PROMPT :: Among the entries below, find every line that has "label" and pull it out.

EXERCISE DATA ::
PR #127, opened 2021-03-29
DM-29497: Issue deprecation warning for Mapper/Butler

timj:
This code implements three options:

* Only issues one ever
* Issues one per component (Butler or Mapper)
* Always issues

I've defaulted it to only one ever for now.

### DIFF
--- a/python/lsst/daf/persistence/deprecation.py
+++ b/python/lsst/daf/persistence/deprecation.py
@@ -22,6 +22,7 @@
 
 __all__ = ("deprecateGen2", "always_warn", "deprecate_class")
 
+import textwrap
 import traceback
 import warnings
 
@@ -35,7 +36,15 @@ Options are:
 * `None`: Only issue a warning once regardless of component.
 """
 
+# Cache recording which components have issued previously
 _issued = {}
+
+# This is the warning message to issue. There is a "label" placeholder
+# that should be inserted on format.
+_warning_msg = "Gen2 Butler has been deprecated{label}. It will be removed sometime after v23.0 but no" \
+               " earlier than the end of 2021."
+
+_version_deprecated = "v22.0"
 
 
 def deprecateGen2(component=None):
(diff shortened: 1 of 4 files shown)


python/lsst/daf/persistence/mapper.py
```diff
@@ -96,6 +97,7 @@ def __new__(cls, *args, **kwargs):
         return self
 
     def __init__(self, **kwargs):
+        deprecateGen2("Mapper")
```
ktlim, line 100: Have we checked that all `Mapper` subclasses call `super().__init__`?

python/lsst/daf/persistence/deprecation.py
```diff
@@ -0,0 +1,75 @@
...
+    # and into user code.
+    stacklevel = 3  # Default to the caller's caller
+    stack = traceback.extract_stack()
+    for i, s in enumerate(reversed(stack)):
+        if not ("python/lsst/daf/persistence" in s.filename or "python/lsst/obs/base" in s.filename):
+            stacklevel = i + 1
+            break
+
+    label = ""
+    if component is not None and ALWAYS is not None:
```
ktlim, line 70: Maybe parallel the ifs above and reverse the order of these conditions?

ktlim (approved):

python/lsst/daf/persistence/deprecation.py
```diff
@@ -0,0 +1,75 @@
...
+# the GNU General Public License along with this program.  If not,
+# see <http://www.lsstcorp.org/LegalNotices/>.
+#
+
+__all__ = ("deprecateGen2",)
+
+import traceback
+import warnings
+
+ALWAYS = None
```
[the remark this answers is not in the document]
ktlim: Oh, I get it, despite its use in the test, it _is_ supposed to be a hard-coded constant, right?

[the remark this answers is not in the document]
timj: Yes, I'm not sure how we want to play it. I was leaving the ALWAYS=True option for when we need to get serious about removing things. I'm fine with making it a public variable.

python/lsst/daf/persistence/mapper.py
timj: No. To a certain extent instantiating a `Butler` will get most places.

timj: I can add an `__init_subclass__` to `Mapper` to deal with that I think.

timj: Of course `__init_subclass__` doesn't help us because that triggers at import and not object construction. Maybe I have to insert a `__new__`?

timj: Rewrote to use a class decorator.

---

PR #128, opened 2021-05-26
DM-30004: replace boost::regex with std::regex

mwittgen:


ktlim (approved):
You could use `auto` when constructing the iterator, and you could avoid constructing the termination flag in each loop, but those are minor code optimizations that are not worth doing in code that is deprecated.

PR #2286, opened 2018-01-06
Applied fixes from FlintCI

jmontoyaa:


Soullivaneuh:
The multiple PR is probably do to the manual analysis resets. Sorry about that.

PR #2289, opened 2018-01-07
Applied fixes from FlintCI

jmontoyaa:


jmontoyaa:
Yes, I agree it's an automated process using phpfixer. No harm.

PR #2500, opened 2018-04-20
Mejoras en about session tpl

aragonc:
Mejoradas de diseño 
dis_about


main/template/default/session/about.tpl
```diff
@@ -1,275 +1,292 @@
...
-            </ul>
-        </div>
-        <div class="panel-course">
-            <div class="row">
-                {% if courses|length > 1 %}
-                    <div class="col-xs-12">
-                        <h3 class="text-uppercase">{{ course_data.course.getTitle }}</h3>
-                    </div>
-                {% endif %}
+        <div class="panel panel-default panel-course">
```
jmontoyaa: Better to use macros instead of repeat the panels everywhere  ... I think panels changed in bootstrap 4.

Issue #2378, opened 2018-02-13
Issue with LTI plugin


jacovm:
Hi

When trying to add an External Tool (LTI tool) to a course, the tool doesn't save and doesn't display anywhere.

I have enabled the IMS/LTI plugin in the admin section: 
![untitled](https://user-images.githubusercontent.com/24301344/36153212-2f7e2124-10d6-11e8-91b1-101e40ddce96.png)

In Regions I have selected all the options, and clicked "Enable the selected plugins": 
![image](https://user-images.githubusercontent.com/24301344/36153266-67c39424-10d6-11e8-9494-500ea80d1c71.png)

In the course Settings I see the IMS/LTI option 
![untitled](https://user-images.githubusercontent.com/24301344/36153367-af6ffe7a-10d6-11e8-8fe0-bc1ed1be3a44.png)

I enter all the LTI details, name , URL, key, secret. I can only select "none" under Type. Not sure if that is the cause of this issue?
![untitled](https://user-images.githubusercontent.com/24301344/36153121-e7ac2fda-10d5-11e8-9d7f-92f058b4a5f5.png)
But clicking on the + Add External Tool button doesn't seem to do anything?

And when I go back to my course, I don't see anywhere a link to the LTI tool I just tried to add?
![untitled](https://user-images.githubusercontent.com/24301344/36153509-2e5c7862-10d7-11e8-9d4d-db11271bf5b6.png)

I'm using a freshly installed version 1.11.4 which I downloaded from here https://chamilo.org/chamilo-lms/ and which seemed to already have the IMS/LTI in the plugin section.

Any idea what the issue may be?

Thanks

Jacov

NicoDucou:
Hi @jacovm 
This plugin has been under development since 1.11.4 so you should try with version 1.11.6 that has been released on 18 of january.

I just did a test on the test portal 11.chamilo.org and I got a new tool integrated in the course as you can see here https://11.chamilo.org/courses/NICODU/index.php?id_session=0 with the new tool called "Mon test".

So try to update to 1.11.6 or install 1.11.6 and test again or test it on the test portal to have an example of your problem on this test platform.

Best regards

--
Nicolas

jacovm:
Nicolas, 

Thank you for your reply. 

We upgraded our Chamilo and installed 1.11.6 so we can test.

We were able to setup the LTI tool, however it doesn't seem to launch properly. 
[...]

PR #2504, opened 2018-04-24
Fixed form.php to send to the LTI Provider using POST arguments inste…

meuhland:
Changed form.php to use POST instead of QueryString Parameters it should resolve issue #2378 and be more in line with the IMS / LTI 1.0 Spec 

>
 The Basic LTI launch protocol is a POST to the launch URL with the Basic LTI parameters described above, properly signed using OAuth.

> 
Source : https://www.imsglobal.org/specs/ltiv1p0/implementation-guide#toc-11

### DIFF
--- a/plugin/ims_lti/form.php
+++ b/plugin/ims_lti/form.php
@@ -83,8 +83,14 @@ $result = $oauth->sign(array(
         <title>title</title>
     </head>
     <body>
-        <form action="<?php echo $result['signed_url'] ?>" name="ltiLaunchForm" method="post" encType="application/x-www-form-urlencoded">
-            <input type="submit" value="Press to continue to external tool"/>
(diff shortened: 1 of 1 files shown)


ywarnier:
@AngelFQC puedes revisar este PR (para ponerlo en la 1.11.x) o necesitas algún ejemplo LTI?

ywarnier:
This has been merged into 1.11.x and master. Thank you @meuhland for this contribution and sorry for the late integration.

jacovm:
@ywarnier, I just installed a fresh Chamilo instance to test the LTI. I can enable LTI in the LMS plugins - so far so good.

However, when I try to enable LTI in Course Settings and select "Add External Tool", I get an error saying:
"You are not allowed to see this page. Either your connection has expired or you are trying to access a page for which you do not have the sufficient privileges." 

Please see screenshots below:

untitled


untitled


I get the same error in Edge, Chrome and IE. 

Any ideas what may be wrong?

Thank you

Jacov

SOLUTION TO THE PROBLEM ::
+# This is the warning message to issue. There is a "label" placeholder
+_warning_msg = "Gen2 Butler has been deprecated{label}. It will be removed sometime after v23.0 but no" \
+    label = ""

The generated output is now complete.